┏━━

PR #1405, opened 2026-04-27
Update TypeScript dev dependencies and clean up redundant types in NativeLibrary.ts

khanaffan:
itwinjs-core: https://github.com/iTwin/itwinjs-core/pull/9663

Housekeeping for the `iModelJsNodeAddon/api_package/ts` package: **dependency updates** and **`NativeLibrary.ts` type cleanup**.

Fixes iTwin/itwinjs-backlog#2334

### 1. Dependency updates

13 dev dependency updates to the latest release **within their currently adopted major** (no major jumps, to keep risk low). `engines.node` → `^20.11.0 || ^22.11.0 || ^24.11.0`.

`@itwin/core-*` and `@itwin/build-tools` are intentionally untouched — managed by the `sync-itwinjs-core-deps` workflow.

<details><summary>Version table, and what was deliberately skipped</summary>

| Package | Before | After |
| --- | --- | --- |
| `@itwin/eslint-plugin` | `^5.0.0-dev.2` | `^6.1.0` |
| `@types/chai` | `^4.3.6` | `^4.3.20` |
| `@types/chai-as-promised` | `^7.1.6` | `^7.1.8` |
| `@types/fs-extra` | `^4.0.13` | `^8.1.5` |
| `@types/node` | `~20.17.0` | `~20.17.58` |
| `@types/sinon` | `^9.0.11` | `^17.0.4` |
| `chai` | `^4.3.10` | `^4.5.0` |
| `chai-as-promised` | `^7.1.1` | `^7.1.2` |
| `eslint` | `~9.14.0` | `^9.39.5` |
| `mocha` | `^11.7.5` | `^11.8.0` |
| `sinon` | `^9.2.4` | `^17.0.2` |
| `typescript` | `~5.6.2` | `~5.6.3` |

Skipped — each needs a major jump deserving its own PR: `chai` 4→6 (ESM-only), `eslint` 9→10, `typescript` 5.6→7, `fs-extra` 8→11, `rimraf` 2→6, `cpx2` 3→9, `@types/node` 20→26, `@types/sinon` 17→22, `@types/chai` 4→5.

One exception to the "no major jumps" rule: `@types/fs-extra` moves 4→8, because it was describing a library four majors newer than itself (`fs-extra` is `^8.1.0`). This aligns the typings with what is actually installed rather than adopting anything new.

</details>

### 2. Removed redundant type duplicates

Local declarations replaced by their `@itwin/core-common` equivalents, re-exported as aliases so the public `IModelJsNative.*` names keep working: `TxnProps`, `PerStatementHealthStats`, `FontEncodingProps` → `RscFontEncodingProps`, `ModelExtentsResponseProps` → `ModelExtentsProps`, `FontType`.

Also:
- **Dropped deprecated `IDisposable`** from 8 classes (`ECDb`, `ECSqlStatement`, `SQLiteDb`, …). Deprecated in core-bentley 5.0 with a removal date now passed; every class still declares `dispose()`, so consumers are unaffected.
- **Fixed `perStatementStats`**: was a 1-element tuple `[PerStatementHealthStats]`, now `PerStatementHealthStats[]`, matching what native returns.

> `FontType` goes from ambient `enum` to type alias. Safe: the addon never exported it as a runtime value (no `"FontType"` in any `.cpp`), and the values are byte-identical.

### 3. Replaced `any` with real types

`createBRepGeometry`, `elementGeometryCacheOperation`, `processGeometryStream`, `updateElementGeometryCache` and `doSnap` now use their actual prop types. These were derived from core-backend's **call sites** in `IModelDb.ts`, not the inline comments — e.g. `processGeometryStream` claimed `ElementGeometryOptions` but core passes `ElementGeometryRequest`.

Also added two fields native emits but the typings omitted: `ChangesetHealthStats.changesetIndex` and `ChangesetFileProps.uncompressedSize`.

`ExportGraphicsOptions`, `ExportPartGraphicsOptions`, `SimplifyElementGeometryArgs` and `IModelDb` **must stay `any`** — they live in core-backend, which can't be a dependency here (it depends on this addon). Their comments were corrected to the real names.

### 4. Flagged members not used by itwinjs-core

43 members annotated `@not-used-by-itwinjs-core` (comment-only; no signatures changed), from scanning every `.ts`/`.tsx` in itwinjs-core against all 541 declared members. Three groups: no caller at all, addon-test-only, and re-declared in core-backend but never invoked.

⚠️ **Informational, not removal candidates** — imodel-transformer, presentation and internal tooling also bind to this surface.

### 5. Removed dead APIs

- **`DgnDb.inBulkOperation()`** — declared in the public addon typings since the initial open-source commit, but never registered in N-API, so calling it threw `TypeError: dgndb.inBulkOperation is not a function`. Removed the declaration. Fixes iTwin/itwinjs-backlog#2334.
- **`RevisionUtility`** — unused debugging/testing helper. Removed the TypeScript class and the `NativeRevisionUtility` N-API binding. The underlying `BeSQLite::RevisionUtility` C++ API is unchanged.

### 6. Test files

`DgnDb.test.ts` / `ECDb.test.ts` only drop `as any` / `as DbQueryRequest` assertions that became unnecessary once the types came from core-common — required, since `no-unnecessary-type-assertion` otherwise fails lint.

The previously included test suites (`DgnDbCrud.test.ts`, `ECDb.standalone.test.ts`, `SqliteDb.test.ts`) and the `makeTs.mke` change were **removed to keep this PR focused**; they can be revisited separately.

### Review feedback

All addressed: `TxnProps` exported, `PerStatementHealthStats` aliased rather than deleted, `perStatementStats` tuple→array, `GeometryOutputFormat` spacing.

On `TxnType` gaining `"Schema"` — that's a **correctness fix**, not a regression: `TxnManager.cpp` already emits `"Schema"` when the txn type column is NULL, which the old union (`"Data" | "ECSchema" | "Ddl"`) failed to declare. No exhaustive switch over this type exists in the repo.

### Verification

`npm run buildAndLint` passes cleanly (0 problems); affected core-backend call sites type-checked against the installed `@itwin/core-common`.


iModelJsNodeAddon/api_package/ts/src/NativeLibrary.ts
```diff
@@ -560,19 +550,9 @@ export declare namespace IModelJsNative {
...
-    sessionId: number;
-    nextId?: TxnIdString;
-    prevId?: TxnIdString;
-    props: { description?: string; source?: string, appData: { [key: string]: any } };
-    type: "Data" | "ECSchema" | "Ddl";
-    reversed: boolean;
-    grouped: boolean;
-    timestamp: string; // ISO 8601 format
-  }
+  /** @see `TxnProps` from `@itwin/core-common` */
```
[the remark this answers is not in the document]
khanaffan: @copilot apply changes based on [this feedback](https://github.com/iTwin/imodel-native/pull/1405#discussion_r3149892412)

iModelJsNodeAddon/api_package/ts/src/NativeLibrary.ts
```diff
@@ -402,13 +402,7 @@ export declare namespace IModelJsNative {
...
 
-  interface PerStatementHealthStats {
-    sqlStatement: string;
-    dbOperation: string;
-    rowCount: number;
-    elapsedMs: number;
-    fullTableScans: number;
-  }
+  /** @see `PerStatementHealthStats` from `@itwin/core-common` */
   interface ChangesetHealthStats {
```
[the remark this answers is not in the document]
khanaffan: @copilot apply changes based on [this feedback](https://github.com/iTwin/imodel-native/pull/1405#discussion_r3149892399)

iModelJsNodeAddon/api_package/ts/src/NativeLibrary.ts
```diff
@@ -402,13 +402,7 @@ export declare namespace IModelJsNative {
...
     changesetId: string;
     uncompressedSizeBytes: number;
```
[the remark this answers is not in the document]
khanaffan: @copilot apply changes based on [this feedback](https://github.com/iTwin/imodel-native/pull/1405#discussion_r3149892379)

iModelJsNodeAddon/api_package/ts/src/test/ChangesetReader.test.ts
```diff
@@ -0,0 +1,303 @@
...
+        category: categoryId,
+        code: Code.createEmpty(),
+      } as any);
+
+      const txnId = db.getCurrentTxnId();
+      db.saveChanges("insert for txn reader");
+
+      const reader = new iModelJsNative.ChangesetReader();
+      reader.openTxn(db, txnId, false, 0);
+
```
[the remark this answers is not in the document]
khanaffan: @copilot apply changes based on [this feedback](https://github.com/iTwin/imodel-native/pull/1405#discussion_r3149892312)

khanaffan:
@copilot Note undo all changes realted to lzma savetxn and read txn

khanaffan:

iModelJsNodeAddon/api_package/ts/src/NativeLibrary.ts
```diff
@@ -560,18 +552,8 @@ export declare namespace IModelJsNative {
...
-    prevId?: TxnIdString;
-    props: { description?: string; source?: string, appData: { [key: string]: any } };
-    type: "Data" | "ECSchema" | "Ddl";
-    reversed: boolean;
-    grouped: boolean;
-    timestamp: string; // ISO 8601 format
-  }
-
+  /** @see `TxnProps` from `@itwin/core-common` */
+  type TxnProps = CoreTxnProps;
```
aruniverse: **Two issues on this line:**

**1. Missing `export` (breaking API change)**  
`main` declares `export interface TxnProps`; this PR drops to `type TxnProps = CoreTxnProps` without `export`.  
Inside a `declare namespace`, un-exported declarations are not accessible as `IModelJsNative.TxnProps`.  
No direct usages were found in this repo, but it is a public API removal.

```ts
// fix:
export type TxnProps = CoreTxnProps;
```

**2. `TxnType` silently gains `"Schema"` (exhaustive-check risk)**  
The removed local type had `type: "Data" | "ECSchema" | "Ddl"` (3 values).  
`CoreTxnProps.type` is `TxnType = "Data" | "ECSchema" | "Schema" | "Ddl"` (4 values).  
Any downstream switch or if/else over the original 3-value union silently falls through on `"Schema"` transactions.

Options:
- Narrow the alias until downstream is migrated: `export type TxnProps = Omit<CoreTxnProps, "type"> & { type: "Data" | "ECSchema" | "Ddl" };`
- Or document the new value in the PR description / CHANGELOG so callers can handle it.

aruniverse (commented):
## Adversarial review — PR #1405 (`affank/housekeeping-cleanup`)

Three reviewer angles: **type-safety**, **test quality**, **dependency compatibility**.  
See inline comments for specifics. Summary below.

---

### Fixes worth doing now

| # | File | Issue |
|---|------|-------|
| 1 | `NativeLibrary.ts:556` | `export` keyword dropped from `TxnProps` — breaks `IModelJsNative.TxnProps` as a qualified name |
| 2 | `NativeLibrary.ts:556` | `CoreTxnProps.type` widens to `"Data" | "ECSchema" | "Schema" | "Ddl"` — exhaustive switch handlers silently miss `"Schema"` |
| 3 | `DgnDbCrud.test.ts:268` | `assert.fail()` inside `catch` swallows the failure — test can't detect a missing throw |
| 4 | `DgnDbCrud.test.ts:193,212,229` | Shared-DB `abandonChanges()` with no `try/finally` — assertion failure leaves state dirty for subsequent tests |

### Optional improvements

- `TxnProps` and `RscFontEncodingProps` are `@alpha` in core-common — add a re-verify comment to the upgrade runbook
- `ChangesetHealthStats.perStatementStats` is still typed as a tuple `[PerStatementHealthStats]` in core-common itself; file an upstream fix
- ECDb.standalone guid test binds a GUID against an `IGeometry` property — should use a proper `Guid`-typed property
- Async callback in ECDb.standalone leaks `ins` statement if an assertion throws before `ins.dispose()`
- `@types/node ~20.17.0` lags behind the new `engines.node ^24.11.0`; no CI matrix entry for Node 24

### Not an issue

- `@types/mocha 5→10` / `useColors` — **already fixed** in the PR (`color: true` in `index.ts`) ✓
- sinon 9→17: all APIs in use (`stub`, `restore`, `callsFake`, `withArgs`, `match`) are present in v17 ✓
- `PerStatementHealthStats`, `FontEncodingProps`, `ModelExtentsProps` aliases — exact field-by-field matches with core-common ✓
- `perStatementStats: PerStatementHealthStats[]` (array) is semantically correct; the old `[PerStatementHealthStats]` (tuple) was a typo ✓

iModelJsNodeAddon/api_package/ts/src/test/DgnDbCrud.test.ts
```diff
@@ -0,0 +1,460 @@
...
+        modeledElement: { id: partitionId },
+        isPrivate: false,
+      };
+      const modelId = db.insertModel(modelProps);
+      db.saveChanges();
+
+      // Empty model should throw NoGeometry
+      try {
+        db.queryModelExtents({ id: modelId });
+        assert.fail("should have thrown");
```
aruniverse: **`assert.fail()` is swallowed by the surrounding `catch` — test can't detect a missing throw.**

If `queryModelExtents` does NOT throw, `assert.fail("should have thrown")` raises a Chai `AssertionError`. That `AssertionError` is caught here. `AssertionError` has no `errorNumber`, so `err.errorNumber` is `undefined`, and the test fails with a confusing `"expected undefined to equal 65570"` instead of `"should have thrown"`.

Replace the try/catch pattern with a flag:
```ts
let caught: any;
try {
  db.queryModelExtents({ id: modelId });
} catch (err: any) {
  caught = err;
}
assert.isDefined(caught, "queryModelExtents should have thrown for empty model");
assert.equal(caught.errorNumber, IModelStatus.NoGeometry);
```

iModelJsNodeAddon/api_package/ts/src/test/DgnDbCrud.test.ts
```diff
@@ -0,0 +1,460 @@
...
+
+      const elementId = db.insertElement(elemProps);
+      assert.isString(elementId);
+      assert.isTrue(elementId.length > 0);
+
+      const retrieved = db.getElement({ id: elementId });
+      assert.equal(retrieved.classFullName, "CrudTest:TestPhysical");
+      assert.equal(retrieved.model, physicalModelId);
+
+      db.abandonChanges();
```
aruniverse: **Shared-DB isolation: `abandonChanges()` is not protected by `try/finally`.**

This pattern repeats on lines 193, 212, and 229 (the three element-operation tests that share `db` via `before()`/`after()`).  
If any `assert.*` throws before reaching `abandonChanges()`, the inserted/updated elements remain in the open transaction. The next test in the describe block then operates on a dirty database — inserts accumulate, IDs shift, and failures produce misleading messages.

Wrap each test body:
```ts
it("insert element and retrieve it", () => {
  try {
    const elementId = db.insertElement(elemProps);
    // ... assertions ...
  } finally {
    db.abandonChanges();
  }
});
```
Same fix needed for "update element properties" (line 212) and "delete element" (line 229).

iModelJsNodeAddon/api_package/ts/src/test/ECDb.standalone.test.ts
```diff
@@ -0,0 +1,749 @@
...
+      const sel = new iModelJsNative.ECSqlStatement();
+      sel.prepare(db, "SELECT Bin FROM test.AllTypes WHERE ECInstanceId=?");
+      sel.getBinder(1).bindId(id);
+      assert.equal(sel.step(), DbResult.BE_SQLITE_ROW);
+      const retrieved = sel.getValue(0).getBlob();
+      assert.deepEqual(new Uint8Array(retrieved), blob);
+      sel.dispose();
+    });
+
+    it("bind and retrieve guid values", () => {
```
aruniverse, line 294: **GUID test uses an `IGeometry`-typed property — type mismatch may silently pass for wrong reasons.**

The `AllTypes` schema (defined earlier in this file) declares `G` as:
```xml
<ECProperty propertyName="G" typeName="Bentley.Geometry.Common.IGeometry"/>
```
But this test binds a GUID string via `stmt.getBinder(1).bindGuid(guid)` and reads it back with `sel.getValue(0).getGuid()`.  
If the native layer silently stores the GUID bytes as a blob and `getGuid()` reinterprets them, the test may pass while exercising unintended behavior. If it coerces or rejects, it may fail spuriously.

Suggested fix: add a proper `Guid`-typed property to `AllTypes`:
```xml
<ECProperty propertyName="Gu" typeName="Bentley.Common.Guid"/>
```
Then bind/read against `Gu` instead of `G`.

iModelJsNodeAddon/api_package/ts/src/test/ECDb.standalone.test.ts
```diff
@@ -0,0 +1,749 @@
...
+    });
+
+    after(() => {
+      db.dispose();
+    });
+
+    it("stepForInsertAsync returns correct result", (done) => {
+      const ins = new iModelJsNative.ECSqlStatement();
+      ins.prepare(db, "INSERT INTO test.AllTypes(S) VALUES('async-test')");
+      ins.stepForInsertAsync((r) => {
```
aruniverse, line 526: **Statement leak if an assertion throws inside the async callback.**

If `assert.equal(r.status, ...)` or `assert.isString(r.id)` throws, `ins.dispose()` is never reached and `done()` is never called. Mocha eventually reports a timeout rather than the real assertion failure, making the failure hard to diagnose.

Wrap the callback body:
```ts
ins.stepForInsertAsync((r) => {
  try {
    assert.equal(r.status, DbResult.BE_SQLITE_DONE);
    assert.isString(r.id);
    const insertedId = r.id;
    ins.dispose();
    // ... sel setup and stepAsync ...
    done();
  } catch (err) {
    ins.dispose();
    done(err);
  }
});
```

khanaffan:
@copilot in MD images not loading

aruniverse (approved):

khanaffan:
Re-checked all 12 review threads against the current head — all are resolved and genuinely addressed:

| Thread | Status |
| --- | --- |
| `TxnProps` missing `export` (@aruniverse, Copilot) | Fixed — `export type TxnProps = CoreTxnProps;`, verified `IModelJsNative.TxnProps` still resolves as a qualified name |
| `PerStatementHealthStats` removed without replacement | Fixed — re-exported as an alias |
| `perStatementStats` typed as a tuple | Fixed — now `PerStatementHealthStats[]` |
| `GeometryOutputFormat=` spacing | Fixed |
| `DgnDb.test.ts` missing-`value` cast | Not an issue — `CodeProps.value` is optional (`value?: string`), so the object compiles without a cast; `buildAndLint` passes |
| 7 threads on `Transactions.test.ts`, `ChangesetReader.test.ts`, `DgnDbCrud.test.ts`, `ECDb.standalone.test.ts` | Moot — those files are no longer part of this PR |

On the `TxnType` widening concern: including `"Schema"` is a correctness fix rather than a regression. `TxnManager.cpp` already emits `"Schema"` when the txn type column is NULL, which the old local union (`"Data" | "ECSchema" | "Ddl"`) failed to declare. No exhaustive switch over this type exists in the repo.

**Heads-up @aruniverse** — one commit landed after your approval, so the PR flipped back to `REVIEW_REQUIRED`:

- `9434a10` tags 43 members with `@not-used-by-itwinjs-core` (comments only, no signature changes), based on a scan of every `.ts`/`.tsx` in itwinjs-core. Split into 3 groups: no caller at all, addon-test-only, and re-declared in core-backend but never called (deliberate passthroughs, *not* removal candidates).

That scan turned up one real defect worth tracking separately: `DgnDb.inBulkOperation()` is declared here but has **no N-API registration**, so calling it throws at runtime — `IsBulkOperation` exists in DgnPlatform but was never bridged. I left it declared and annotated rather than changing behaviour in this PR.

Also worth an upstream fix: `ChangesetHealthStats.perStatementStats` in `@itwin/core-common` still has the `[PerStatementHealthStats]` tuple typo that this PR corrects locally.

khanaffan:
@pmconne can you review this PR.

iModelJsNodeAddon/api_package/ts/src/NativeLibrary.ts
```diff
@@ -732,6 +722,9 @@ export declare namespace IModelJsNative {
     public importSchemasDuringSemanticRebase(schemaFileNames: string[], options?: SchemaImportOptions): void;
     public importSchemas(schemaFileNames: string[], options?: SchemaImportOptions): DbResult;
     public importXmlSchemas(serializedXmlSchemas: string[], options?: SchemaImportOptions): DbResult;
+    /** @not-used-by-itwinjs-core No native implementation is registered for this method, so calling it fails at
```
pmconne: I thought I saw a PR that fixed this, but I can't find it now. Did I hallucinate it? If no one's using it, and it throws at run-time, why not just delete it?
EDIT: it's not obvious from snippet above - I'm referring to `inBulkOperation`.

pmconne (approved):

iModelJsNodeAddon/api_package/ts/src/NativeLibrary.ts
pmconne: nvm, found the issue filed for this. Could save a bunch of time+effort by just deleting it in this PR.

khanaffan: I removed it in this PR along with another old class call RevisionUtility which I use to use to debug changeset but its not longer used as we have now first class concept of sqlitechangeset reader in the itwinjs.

┗━━

What is needed is an exact copy of the entries above, from the first line through the line holding "Housekeeping for the", with both of those lines kept; please give nothing else.

# [SOLUTION TO THIS EXERCISE]
PR #1405, opened 2026-04-27
Update TypeScript dev dependencies and clean up redundant types in NativeLibrary.ts

khanaffan:
itwinjs-core: https://github.com/iTwin/itwinjs-core/pull/9663

Housekeeping for the `iModelJsNodeAddon/api_package/ts` package: **dependency updates** and **`NativeLibrary.ts` type cleanup**.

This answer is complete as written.